▶ [Entries supplied]
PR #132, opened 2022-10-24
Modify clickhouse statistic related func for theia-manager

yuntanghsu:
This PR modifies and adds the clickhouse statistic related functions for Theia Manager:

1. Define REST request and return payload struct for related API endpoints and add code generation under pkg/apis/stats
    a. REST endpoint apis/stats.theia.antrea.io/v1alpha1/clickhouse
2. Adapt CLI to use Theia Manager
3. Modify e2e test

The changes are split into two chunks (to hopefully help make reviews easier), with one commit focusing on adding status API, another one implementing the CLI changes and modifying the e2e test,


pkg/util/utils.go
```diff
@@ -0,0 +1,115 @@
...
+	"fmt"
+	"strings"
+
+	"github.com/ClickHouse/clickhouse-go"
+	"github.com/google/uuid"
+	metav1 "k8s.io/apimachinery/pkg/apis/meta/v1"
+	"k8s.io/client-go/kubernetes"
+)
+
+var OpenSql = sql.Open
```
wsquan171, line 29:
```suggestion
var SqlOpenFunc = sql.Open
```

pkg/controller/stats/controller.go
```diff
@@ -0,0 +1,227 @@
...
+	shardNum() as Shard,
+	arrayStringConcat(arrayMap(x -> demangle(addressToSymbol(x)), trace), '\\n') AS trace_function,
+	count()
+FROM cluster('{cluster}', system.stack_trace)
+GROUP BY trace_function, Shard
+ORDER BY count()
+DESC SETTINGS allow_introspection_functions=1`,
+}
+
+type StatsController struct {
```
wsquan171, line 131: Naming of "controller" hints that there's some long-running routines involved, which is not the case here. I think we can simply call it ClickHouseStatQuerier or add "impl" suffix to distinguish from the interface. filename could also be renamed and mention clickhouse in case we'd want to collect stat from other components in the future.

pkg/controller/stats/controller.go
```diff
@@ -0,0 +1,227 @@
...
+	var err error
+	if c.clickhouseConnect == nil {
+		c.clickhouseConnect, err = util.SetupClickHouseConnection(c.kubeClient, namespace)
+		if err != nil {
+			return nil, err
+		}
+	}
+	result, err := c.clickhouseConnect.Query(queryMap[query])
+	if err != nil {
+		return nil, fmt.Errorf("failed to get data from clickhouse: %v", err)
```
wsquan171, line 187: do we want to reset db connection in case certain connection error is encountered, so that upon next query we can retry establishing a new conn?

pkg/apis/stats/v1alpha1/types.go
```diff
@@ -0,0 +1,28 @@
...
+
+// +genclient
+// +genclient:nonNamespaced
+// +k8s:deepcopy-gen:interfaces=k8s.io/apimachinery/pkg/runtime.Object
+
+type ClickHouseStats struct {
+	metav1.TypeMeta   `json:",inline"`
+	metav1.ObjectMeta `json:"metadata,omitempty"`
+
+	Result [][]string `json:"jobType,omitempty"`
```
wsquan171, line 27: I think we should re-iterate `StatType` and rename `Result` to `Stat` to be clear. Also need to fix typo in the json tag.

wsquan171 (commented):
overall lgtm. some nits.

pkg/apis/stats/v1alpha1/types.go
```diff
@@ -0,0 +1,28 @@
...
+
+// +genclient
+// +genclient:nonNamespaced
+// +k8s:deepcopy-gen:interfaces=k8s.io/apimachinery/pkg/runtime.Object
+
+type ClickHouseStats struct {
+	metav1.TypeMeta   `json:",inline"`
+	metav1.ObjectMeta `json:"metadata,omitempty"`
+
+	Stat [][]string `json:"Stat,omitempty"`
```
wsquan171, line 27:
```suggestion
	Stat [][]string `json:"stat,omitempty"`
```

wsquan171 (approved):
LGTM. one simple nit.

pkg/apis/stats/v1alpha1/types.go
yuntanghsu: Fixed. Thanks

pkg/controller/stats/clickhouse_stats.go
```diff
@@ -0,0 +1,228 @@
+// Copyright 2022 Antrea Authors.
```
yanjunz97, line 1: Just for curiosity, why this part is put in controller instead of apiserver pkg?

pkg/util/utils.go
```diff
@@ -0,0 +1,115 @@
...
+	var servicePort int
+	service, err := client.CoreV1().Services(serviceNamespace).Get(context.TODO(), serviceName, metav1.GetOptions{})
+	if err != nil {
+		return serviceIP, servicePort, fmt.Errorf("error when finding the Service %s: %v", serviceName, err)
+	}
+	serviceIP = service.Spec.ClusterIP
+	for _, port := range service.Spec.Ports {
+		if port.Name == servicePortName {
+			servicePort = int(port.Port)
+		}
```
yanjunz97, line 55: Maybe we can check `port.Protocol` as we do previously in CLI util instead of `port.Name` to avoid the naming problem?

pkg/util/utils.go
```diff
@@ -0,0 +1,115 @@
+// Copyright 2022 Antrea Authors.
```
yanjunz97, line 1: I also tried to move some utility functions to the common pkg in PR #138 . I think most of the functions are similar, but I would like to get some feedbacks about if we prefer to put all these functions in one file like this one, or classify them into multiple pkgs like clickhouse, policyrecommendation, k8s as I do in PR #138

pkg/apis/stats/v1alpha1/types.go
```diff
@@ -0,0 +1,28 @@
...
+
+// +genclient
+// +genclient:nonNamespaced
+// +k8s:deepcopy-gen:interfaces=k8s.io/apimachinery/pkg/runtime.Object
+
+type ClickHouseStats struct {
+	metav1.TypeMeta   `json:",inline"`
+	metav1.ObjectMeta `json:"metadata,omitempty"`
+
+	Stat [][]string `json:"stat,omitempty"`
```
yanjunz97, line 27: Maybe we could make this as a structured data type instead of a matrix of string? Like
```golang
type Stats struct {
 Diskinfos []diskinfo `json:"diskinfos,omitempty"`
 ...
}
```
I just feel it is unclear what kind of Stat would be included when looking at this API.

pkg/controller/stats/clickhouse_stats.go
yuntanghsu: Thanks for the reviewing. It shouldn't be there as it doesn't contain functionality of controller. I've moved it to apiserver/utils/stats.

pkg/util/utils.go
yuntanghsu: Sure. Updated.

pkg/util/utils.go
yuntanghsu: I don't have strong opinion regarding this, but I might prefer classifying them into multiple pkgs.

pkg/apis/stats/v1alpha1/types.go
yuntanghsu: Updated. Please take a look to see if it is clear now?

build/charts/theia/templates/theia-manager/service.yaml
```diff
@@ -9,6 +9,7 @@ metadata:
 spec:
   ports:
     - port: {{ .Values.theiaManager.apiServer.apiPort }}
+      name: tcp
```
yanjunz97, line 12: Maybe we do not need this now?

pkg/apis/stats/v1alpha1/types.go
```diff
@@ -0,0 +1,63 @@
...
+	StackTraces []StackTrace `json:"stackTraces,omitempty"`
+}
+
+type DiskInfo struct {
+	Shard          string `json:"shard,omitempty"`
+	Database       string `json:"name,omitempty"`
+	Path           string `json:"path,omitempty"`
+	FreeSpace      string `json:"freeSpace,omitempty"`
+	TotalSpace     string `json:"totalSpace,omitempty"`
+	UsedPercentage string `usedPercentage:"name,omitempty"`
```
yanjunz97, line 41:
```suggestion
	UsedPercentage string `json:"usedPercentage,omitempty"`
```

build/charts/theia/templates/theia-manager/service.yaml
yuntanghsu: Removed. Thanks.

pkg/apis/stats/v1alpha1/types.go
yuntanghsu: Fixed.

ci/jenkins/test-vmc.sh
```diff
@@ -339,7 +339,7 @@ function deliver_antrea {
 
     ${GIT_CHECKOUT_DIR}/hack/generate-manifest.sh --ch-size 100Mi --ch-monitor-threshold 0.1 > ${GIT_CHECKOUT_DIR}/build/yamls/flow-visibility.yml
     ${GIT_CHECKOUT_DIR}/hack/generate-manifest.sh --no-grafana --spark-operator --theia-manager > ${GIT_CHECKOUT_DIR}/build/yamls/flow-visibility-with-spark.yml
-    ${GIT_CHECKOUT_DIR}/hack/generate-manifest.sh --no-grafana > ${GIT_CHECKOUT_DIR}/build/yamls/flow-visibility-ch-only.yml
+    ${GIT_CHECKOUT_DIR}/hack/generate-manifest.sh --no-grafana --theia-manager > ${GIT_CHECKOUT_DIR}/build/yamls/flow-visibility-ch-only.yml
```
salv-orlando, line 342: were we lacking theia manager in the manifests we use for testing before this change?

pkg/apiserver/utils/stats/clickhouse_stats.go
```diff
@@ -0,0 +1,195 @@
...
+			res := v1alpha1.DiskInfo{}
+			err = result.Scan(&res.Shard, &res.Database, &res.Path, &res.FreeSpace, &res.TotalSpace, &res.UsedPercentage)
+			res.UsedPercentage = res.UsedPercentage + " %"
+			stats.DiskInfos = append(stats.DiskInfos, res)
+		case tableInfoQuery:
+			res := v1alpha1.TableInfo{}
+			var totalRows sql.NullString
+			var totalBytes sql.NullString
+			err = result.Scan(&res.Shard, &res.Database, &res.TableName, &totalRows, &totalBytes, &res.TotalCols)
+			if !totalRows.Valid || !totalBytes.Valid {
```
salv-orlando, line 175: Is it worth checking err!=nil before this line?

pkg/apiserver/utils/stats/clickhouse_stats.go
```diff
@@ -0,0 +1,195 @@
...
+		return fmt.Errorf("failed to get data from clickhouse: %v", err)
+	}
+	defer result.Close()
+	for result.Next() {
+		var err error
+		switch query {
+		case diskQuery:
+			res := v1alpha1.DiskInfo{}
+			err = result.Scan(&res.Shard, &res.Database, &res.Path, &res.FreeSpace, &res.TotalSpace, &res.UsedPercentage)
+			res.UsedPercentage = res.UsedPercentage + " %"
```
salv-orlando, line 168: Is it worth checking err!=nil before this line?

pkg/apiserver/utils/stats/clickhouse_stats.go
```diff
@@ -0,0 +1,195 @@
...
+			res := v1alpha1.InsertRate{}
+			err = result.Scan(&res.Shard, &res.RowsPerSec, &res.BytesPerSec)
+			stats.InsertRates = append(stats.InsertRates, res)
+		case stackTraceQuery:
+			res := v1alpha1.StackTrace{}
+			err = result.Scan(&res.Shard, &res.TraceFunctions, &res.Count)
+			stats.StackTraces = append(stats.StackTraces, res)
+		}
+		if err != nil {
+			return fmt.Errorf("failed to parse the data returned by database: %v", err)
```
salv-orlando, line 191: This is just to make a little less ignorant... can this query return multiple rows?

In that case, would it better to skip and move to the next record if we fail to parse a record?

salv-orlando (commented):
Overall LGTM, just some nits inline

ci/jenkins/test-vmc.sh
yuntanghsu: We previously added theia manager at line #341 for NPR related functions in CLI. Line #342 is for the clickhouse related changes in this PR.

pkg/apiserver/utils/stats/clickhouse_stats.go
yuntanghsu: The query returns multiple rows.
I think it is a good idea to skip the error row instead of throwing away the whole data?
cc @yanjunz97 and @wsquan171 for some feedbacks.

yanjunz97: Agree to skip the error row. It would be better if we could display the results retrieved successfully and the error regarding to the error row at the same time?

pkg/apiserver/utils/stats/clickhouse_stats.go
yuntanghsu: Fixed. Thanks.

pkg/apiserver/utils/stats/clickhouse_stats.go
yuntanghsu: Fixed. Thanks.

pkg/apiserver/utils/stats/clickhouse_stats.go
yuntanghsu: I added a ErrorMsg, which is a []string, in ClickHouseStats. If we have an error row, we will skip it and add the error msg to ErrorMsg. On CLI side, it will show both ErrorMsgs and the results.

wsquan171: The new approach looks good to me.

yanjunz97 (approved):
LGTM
* * *
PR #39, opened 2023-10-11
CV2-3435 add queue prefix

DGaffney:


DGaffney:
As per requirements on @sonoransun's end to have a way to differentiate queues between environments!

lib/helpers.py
---
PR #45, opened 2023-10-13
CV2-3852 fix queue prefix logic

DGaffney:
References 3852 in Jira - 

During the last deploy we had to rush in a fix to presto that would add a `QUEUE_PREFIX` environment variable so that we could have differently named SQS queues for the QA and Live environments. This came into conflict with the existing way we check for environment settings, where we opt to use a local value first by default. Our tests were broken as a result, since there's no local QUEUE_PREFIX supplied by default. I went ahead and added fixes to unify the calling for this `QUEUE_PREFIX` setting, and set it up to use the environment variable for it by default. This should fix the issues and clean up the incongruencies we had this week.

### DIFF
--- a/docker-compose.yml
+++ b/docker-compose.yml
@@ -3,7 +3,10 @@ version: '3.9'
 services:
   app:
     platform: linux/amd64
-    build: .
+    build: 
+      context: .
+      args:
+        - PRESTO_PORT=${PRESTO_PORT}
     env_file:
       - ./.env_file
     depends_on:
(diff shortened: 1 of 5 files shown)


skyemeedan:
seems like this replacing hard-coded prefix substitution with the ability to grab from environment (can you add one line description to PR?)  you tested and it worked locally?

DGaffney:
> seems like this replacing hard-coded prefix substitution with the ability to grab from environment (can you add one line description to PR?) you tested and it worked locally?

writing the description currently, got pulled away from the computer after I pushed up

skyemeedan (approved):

▶ [Work to complete]
Tell me how many lines of the records include the word "hack", replying with the number alone.

▶ [The answer]
4